* **Record set**:
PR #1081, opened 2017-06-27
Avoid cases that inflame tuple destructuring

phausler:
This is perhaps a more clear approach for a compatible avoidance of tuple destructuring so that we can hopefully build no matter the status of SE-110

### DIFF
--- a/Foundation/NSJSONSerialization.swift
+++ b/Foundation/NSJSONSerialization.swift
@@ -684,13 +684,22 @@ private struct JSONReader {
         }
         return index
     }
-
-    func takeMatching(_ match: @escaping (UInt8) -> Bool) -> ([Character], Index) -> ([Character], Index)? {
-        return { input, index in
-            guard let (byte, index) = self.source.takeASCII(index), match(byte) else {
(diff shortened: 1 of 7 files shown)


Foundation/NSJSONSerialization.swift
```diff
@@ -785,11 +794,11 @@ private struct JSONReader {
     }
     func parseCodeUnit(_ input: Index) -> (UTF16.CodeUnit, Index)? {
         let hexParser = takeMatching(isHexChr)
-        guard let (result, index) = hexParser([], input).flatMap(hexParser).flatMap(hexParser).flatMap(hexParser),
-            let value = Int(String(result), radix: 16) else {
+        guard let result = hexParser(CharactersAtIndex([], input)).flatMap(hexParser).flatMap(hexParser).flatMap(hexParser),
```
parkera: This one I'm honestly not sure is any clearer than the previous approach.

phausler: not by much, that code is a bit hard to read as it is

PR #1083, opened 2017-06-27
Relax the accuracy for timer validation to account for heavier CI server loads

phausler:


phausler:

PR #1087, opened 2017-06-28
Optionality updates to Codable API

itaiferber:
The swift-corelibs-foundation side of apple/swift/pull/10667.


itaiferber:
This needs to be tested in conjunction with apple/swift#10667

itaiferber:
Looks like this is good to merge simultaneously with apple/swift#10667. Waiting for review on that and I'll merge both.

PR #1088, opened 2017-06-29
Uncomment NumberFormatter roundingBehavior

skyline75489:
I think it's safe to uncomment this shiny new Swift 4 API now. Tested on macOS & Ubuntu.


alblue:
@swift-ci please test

* * *

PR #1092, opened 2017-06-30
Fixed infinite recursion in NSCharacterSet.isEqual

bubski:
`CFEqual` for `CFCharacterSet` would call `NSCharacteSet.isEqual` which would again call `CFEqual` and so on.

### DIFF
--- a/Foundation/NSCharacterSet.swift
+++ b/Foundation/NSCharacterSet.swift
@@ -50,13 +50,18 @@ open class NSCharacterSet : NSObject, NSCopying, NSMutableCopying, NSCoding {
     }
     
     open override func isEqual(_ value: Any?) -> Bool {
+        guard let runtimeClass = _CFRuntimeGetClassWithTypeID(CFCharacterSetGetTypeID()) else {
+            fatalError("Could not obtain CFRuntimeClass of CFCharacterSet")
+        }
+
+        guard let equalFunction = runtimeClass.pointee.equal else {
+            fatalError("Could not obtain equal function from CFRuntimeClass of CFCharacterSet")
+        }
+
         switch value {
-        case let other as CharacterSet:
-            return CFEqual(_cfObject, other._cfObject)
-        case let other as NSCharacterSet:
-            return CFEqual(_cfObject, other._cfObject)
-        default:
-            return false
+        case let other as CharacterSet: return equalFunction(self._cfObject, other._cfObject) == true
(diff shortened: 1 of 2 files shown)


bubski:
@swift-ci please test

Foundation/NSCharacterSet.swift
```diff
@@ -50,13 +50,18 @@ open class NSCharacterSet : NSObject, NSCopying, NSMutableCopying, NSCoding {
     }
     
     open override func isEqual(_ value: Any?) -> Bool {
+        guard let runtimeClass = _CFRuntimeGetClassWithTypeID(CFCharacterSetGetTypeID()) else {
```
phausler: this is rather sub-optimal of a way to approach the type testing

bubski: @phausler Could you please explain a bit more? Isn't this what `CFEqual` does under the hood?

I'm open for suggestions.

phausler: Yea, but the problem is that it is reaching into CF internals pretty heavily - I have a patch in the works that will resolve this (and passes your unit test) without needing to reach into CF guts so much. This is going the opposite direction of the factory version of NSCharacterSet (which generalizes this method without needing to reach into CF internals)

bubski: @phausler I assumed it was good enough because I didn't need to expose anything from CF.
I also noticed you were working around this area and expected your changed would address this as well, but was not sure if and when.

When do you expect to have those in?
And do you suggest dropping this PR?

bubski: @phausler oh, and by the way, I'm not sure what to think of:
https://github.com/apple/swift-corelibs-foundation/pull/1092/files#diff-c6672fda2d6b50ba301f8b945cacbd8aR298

==

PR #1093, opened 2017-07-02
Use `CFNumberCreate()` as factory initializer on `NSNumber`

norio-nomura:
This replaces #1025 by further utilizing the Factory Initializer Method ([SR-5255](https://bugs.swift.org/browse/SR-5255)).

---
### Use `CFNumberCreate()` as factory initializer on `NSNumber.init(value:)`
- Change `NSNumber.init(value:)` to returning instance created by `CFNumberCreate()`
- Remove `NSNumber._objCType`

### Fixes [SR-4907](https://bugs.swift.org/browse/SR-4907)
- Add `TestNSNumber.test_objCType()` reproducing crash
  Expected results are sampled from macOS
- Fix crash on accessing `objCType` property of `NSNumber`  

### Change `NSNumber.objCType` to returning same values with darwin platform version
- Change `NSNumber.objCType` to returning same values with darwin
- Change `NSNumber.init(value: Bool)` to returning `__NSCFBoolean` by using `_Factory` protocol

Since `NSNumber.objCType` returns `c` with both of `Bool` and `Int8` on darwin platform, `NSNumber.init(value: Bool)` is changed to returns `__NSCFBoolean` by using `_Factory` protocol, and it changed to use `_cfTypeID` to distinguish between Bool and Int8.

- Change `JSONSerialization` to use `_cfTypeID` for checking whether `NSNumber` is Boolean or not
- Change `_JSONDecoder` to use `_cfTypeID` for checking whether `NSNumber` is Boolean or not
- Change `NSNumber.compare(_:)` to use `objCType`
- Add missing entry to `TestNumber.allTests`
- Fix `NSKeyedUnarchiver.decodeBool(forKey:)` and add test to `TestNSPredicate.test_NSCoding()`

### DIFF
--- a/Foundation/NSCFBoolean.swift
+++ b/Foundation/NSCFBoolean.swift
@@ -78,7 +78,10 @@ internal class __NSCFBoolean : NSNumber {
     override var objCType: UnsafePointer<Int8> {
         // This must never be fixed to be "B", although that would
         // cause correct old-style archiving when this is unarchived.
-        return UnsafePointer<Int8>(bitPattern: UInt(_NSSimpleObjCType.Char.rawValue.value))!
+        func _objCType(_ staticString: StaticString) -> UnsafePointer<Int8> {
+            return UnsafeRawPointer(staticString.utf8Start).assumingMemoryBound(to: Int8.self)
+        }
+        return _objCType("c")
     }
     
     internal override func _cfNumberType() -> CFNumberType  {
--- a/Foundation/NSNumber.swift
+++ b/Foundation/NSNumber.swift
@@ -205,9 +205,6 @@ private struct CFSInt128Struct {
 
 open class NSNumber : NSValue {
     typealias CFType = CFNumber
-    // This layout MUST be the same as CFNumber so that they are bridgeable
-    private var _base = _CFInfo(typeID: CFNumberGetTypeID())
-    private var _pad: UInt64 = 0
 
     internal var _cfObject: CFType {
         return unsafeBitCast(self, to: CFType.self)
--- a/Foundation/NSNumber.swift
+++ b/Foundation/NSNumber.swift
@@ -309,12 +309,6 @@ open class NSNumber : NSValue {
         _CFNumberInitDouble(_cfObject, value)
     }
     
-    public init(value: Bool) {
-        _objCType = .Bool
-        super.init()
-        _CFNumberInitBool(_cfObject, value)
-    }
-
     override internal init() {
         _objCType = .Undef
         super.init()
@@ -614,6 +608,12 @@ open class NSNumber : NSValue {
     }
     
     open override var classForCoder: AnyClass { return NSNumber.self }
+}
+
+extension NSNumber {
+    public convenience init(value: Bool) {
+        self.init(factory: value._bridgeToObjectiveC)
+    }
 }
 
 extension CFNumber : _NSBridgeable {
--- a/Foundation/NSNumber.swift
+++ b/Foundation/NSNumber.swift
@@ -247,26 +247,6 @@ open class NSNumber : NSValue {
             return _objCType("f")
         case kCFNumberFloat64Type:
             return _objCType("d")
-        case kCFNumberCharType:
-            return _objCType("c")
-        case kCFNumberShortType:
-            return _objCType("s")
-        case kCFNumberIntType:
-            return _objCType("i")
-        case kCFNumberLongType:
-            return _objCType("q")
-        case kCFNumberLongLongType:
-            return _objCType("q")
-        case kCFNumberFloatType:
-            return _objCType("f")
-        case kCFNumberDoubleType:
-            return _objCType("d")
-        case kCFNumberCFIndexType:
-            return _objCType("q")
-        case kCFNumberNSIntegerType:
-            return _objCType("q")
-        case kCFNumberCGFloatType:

* **Work request**:
Filter the records, keeping only lines that contain "private", and show those lines.

* **Exercise response**:
@@ -684,13 +684,22 @@ private struct JSONReader {
@@ -785,11 +794,11 @@ private struct JSONReader {
@@ -205,9 +205,6 @@ private struct CFSInt128Struct {
-    private var _base = _CFInfo(typeID: CFNumberGetTypeID())
-    private var _pad: UInt64 = 0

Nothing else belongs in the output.